▶ _TASK OBJECTIVE_:
Copy out all of the entries below without any change.

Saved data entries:
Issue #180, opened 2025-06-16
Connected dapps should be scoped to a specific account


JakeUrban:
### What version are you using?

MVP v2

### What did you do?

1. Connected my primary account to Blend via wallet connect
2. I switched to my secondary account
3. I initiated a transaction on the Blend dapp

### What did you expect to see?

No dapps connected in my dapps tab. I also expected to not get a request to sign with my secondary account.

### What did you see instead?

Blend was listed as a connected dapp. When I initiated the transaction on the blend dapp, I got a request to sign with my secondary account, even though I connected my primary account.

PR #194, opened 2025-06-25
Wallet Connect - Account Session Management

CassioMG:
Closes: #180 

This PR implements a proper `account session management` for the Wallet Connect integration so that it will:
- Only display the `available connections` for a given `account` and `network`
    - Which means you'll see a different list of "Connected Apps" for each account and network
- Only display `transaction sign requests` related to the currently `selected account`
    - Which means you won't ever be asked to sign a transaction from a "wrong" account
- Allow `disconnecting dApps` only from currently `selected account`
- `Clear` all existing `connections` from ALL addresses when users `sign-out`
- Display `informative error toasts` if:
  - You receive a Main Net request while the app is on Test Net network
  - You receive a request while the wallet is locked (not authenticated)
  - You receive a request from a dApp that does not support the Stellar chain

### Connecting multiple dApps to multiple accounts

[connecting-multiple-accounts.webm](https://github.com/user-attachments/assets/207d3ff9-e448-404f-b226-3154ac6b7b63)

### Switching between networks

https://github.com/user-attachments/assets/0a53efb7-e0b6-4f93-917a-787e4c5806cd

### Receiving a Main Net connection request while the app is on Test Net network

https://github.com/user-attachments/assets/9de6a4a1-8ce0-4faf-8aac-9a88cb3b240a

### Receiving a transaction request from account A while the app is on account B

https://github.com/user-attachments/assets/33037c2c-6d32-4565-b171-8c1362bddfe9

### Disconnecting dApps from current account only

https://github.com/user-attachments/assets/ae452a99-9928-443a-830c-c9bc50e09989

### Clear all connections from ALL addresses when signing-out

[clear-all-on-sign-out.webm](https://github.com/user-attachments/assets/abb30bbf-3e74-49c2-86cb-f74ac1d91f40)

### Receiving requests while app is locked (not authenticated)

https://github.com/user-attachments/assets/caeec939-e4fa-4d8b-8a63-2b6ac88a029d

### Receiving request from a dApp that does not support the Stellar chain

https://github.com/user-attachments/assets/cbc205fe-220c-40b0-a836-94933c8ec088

▶ _FINAL ANSWER_:
Issue #180, opened 2025-06-16
Connected dapps should be scoped to a specific account


JakeUrban:
### What version are you using?

MVP v2

### What did you do?

1. Connected my primary account to Blend via wallet connect
2. I switched to my secondary account
3. I initiated a transaction on the Blend dapp

### What did you expect to see?

No dapps connected in my dapps tab. I also expected to not get a request to sign with my secondary account.

### What did you see instead?

Blend was listed as a connected dapp. When I initiated the transaction on the blend dapp, I got a request to sign with my secondary account, even though I connected my primary account.

PR #194, opened 2025-06-25
Wallet Connect - Account Session Management

CassioMG:
Closes: #180 

This PR implements a proper `account session management` for the Wallet Connect integration so that it will:
- Only display the `available connections` for a given `account` and `network`
    - Which means you'll see a different list of "Connected Apps" for each account and network
- Only display `transaction sign requests` related to the currently `selected account`
    - Which means you won't ever be asked to sign a transaction from a "wrong" account
- Allow `disconnecting dApps` only from currently `selected account`
- `Clear` all existing `connections` from ALL addresses when users `sign-out`
- Display `informative error toasts` if:
  - You receive a Main Net request while the app is on Test Net network
  - You receive a request while the wallet is locked (not authenticated)
  - You receive a request from a dApp that does not support the Stellar chain

### Connecting multiple dApps to multiple accounts

[connecting-multiple-accounts.webm](https://github.com/user-attachments/assets/207d3ff9-e448-404f-b226-3154ac6b7b63)

### Switching between networks

https://github.com/user-attachments/assets/0a53efb7-e0b6-4f93-917a-787e4c5806cd

### Receiving a Main Net connection request while the app is on Test Net network

https://github.com/user-attachments/assets/9de6a4a1-8ce0-4faf-8aac-9a88cb3b240a

### Receiving a transaction request from account A while the app is on account B

https://github.com/user-attachments/assets/33037c2c-6d32-4565-b171-8c1362bddfe9

### Disconnecting dApps from current account only

https://github.com/user-attachments/assets/ae452a99-9928-443a-830c-c9bc50e09989

### Clear all connections from ALL addresses when signing-out

[clear-all-on-sign-out.webm](https://github.com/user-attachments/assets/abb30bbf-3e74-49c2-86cb-f74ac1d91f40)

### Receiving requests while app is locked (not authenticated)

https://github.com/user-attachments/assets/caeec939-e4fa-4d8b-8a63-2b6ac88a029d

### Receiving request from a dApp that does not support the Stellar chain

https://github.com/user-attachments/assets/cbc205fe-220c-40b0-a836-94933c8ec088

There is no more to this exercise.